Tagged as :phase2_features to exclude from Phase 1 testing:

  • Dot notation field access (example.question) - requires custom Access behavior
  • copy/2, without/2, to_map/1 - utility functions for data manipulation
  • has_field?/2, equal?/2 - validation and comparison functions
  • get_field_type/2 - type introspection capabilities
  • to_json/1, from_json/1 - JSON serialization support

🎯 Next: Phase 2 - Client & HTTP Layer

Prerequisites: Phase 1 foundation must remain stable (54 tests passing)

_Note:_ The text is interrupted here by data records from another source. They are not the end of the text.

PR #326, opened 2018-05-26
Fixed LogViewer tail mode

gportela85:
https://github.com/exhi/hoist-react/issues/325


admin/tabs/logging/viewer/LogViewerDisplay.js
```diff
@@ -69,12 +70,21 @@ class LogViewerDisplay extends Component {
...
+        } else if (idx === 0) {
+            return this.firstRow.ref;
         }
+
+        return undefined;
+    }
+
+    syncTail() {
+        const {tail} = this.model,
+            rowElem = this[tail ? 'lastRow' : 'firstRow'].value;
```
lbwexler: Doesn't this lose the scroll when you refresh and are not in tail mode?

PR #331, opened 2018-05-30
Enable grid state, Fixes #314

### LINKED ISSUE #314: Grid - Component State
Building off of the recent merge of column chooser, next step with Hoist-level grid customizations includes support for component state to save user column choices, ordering, and sorting.

I propose an initial goal of general feature parity with the hoist-sencha implementation, ideally re-using the same server-side support in hoist-core with minimal or no modifications. We can push on further than this as we go along to support additional features, but restoring support for basic state is a top priority.

Don - if you could review the [hoist-sencha implementation](https://github.com/exhi/hoist-sencha/blob/develop/grails-app/assets/src/xh/desktop/grid/plugin/State.js) that would be an excellent starting point. We can discuss if we want certain features (e.g. width tracking) to be in or out of scope. Main thing is to grok the complexities around restoring saved state in a safe manner that can cope with changes to columns in the code vs. potentially stale user state.

febbraiod:
Opening for review, contains test/demo code that must be removed before merge (5/30/18)


admin/tabs/configs/ConfigPanel.js
```diff
@@ -157,11 +160,17 @@ export class ConfigPanel extends Component {
...
+        return [
+            button({
+                icon: Icon.diff(),
+                text: 'Compare w/ Remote',
+                onClick: this.onDifferBtnClick
+            }),
+            colChooserButton({gridModel}),
+            button({text: 'GroupBy Type', onClick: () => gridModel.setGroupBy('valueType')}),
+            button({text: 'Clear Grouping', onClick: () => gridModel.setGroupBy(null)})
+        ];
```
febbraiod: All code in config panel is for Demo purposes, remove before merge.

cmp/grid/GridStateModel.js
```diff
@@ -0,0 +1,196 @@
...
+
+        return start(() => {
+            this._resetting = true;
+            this.loadState(defaultState);
+        }).then(() => {
+            this.resetState(this.getStateKey());
+        }).finally(() =>{
+            this._resetting = false;
+        });
+    }
```
febbraiod: Not sure if this method needs to be async. It is in Hoist-Sencha, but I think that maybe for a db based override to loading/reseting state. Not sure if we want to prepare for that now or keep it simpler for the moment.

cmp/grid/GridStateModel.js
```diff
@@ -0,0 +1,196 @@
...
+        const sortBy = this.state.sortBy;
+        if (sortBy) this.parent.setSortBy(sortBy);
+    }
+
+    //--------------------------
+    // Helper
+    //--------------------------
+    saveStateChange = debounce(function() {
+        this.saveState(this.getStateKey(), this.state);
+    }, 5 * SECONDS);
```
febbraiod: In Hoist-Sencha we check for the state object and whether or not we are resetting. I think we should always have a state object (even if it's empty).

As far as resetting, I think if we keep the asynchronous state reset we should check for it, but if we make that operation synchronous it's probably unnecessary.

cmp/grid/GridModel.js
```diff
@@ -131,7 +137,12 @@ export class GridModel {
 
     @action
     setGroupBy(field) {
-        const cols = this.columns;
+        const cols = this.columns,
+            groupCol = find(cols, {field});
+
+        // If we have an invalid groupBy field do not set
+        // Let a falsey field through to mean 'no grouping'
+        if (field && !groupCol) return;
```
febbraiod: Is this what we want in terms of behavior? Seems nice to have a way to reset the grouping, but I could also see 'false' meaning "don't change the grouping".

The latter might be helpful if we ever decide to save grouping as part of state. In which case, if we didn't have a groupBy field saved we'd still get the default grouping if we call this. We could also just NOT call this from the stateModel when loading state if we have no groupBy saved. (Perhaps I'm getting ahead of myself?)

  • DSPEx.Client GenServer implementation with supervision
  • HTTP client with Req integration and resilience patterns
  • Circuit breaker with Fuse (5 failures → 10s cooldown)
  • Caching with Cachex (deterministic key generation)
  • Retry logic and timeout handling

Continuous Integration Commands

Full Test Suite

# Complete CI test suite
mix deps.get
mix compile --warnings-as-errors
mix format --check-formatted
mix credo --strict
mix test --cover
mix dialyzer

Stage-Specific CI

# Stage 1 CI (current)
mix test test/unit/signature_test.exs test/unit/example_test.exs test/property/signature_parser_test.exs test/integration/signature_example_test.exs --cover

# Progressive CI (add stages as completed)
mix test --only stage1,stage2  # After Stage 2
mix test --only stage1,stage2,stage3  # After Stage 3
# etc.

Coverage Analysis

# Generate detailed coverage report
mix test --cover --export-coverage default
mix test.coverage

Performance Regression Testing

# Run benchmarks and compare to baseline
mix test --include benchmark > current_benchmarks.txt
# Compare with previous results

Test Configuration

Environment Variables

# Configure test concurrency
export MIX_TEST_ASYNC=true

# Set property test iterations
export PROPCHECK_NUMTESTS=100

# Configure mock timeouts
export TEST_TIMEOUT=5000

Test Tags and Filtering

# Run only fast tests (exclude slow end-to-end)
mix test --exclude end_to_end

# Run only property tests
mix test --only property

# Skip external API tests
mix test --exclude external_api

# Run specific stage groups
mix test --only stage1  # Foundation (current)
mix test --only stage2  # Client layer
mix test --only stage3  # Adapters
mix test --only stage4  # Prediction engine
mix test --only stage5  # Evaluation & optimization
mix test --only stage6  # Advanced features

Debugging Test Failures

Verbose Output

# Run tests with detailed output
mix test --trace

# Run specific failing test with debug
mix test test/unit/failing_test.exs:42 --trace

Mock Debugging

# Verify mock expectations
mix test --trace | grep "expected.*called"

# Debug mock setup
mix test --trace | grep "Mox"

Property Test Debugging

# Get property test counterexamples
PROPCHECK_VERBOSE=true mix test test/property/

# Shrink failing property test cases
PROPCHECK_SHRINK=true mix test test/property/

Test Data Management

Example Datasets

# Generate test datasets
mix run scripts/generate_test_data.exs

# Validate test data quality
mix test test/test_data_validation.exs

Mock Management

# Verify all mocks are being used
mix test --warnings-as-errors

# Check for unused mocks
mix credo --only unused

Performance Monitoring

Memory Usage

# Monitor memory during tests
mix test --include benchmark --trace | grep memory

# Profile memory allocation
mix test --profile memory

Test Execution Time

# Time individual test suites
time mix test test/unit/
time mix test test/integration/

# Profile slow tests
mix test --slowest 10

This 6-stage testing strategy ensures comprehensive coverage while maintaining fast feedback loops during development. Stage 1 (Foundation) is complete and ready to support the actual DSPEx.Signature and DSPEx.Example implementations.